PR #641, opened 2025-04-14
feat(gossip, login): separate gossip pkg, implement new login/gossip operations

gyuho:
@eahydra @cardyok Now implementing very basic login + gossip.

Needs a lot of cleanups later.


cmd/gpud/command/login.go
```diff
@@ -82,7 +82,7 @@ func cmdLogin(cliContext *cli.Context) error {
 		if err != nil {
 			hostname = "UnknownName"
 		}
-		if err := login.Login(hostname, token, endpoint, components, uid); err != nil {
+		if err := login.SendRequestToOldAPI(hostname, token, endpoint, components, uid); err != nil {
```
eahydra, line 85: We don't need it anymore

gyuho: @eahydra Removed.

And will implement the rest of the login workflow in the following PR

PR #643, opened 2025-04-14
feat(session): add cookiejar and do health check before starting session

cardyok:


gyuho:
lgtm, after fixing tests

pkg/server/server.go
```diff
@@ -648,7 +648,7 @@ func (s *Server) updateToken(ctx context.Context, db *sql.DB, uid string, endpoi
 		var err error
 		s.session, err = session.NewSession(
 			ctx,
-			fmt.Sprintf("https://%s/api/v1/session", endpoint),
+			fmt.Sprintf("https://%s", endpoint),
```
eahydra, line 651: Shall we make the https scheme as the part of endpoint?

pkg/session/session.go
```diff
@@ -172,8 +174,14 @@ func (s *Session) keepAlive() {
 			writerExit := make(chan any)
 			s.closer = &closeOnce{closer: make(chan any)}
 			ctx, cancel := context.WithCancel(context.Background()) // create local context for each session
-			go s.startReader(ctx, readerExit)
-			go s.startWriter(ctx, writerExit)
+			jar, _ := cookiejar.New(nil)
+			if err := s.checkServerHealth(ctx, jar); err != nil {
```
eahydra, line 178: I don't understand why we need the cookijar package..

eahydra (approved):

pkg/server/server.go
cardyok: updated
····················
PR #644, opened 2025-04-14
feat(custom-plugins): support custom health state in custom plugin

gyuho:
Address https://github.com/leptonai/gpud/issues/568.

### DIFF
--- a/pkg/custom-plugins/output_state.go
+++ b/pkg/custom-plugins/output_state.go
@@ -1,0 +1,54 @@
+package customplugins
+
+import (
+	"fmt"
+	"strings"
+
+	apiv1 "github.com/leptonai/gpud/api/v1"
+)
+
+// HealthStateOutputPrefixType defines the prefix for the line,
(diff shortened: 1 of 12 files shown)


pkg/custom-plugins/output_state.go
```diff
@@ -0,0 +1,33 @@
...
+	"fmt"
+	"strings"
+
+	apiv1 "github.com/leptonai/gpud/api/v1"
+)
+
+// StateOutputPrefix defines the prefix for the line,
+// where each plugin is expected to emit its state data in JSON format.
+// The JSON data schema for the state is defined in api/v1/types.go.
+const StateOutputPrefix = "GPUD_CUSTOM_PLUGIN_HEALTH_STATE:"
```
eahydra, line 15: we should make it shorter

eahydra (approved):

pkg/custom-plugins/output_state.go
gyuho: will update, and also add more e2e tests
····················
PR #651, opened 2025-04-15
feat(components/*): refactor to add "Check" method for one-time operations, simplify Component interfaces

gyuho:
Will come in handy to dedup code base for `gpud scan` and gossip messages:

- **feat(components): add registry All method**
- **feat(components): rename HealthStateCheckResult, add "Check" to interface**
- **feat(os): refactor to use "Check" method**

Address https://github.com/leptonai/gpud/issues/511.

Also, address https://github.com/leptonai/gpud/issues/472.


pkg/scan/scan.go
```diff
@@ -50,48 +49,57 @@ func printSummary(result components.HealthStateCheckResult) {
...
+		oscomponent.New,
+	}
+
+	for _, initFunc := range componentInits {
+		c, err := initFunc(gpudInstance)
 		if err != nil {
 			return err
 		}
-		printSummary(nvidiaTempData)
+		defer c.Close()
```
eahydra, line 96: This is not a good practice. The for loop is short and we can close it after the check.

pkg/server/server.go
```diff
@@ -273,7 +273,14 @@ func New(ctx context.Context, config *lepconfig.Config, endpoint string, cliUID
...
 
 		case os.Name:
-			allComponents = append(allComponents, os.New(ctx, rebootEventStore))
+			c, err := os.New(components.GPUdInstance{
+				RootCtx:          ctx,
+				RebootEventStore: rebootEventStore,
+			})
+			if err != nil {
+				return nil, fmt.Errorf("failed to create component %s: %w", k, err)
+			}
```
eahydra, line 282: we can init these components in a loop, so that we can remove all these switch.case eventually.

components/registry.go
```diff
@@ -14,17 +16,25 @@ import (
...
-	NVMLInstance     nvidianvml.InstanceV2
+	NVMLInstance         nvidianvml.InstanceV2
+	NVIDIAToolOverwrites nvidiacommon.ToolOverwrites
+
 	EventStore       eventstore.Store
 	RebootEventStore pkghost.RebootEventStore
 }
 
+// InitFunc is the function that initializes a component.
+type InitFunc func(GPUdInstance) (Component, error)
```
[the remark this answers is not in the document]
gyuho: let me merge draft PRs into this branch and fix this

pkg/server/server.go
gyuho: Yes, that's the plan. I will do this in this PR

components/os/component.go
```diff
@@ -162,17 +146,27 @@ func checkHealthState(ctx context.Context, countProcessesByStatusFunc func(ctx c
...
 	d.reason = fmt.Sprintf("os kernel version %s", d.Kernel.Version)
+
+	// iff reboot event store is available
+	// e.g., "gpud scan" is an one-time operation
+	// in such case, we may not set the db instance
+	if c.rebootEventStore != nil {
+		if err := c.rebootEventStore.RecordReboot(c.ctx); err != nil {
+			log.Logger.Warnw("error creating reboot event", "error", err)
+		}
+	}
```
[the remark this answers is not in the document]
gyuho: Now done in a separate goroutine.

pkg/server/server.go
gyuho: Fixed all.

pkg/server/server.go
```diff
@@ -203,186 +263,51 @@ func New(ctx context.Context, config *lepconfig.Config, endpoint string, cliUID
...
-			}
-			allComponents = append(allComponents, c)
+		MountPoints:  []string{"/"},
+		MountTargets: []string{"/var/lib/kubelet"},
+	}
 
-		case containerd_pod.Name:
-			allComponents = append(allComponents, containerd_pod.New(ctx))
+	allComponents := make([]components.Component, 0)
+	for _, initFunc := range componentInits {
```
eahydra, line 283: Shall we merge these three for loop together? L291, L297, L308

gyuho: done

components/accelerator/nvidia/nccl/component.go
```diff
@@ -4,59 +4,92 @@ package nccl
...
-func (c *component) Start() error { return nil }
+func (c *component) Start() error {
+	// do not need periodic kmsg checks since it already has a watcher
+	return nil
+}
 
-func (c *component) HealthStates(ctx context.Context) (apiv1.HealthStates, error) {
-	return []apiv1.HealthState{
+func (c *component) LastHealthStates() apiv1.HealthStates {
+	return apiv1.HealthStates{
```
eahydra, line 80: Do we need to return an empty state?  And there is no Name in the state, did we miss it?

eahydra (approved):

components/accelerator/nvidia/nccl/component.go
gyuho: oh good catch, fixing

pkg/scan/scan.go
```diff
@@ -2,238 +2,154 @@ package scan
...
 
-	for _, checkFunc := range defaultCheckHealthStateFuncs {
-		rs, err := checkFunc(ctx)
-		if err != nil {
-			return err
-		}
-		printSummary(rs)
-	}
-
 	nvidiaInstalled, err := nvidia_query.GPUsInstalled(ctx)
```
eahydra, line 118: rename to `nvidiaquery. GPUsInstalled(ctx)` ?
····················
EXERCISE DETAILS: Scan the lines above for "feat(session): add cookiejar" and for "cardyok: updated". Repeat exactly the line holding each of them and every line in between.

YOUR SOLUTION:
feat(session): add cookiejar and do health check before starting session

cardyok:


gyuho:
lgtm, after fixing tests

pkg/server/server.go
```diff
@@ -648,7 +648,7 @@ func (s *Server) updateToken(ctx context.Context, db *sql.DB, uid string, endpoi
 		var err error
 		s.session, err = session.NewSession(
 			ctx,
-			fmt.Sprintf("https://%s/api/v1/session", endpoint),
+			fmt.Sprintf("https://%s", endpoint),
```
eahydra, line 651: Shall we make the https scheme as the part of endpoint?

pkg/session/session.go
```diff
@@ -172,8 +174,14 @@ func (s *Session) keepAlive() {
 			writerExit := make(chan any)
 			s.closer = &closeOnce{closer: make(chan any)}
 			ctx, cancel := context.WithCancel(context.Background()) // create local context for each session
-			go s.startReader(ctx, readerExit)
-			go s.startWriter(ctx, writerExit)
+			jar, _ := cookiejar.New(nil)
+			if err := s.checkServerHealth(ctx, jar); err != nil {
```
eahydra, line 178: I don't understand why we need the cookijar package..

eahydra (approved):

pkg/server/server.go
cardyok: updated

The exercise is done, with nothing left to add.